**AIM OF THE EXERCISE**.
Copy each line in the data that includes the word "same".

========================================

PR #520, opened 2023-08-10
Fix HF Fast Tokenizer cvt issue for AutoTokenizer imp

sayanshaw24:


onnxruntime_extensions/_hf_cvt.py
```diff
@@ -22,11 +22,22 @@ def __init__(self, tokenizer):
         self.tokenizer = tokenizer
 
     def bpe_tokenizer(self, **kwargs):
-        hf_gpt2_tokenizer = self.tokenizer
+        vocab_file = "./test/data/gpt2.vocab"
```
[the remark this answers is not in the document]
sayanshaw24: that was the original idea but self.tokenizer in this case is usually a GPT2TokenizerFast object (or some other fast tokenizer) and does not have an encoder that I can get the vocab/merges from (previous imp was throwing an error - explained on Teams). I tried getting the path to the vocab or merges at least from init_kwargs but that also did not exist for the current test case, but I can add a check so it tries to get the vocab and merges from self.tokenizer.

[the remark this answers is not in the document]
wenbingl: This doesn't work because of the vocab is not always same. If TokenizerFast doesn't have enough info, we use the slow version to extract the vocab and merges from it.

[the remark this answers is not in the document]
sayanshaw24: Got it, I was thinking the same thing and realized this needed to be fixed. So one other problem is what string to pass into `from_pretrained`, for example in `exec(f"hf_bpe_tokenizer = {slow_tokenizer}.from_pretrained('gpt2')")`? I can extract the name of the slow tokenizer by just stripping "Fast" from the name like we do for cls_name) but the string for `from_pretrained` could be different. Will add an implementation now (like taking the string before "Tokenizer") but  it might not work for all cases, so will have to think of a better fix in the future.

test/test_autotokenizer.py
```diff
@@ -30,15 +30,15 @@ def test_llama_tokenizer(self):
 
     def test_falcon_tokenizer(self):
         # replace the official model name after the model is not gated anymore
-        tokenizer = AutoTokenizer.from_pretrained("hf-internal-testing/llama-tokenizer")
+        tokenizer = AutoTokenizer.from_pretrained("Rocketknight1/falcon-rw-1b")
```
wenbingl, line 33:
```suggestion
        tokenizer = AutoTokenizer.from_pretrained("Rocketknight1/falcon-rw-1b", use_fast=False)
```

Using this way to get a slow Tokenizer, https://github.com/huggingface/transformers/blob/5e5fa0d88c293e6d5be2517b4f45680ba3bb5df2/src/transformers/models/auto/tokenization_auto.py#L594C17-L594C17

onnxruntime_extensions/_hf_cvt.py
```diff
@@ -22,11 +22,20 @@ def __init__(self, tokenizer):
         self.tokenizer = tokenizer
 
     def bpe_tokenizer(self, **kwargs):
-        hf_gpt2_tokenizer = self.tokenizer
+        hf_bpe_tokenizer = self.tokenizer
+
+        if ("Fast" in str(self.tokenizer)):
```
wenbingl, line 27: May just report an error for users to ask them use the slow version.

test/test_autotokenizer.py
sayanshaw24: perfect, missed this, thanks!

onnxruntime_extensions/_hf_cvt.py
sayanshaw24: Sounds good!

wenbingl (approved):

========================================

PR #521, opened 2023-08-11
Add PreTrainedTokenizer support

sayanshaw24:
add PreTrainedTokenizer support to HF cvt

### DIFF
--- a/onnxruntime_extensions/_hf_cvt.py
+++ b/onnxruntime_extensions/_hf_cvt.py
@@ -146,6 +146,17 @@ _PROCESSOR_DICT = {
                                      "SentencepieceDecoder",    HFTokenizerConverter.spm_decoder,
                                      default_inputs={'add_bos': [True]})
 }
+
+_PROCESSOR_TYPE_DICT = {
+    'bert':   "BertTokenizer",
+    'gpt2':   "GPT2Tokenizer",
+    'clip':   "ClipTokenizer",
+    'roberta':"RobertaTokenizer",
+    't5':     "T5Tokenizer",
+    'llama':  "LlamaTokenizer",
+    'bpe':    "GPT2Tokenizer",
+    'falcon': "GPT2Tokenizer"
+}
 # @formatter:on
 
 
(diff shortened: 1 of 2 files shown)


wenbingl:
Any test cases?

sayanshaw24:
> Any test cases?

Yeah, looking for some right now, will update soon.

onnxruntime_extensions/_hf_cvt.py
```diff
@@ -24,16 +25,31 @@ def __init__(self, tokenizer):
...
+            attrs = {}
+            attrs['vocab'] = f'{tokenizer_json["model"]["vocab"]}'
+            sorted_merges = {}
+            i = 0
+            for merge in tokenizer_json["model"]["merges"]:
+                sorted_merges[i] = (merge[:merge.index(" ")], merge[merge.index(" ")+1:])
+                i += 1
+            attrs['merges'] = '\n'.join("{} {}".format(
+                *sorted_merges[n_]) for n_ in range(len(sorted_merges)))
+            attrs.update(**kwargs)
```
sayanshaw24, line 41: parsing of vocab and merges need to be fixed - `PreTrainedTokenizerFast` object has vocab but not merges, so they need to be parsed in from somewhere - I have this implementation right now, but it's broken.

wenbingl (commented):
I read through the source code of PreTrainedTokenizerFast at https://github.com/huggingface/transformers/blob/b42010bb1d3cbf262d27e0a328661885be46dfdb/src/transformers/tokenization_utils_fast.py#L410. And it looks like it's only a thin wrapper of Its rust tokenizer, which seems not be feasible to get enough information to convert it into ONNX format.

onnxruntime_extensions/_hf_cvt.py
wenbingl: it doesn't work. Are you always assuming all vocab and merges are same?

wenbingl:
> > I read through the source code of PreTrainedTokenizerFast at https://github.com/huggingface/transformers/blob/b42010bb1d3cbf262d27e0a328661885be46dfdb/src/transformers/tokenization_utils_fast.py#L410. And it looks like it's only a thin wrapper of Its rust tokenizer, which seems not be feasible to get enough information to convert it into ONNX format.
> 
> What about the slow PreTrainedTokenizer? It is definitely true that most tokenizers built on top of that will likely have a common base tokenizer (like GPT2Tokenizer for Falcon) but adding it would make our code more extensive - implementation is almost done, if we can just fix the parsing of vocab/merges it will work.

========================================

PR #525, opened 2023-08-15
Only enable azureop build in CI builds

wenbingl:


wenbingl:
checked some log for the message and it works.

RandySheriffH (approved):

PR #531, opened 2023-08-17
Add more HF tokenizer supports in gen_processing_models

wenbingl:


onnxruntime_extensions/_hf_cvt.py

========================================

**OUTPUT FOR THIS EXERCISE**.
wenbingl: This doesn't work because of the vocab is not always same. If TokenizerFast doesn't have enough info, we use the slow version to extract the vocab and merges from it.
sayanshaw24: Got it, I was thinking the same thing and realized this needed to be fixed. So one other problem is what string to pass into `from_pretrained`, for example in `exec(f"hf_bpe_tokenizer = {slow_tokenizer}.from_pretrained('gpt2')")`? I can extract the name of the slow tokenizer by just stripping "Fast" from the name like we do for cls_name) but the string for `from_pretrained` could be different. Will add an implementation now (like taking the string before "Tokenizer") but  it might not work for all cases, so will have to think of a better fix in the future.
wenbingl: it doesn't work. Are you always assuming all vocab and merges are same?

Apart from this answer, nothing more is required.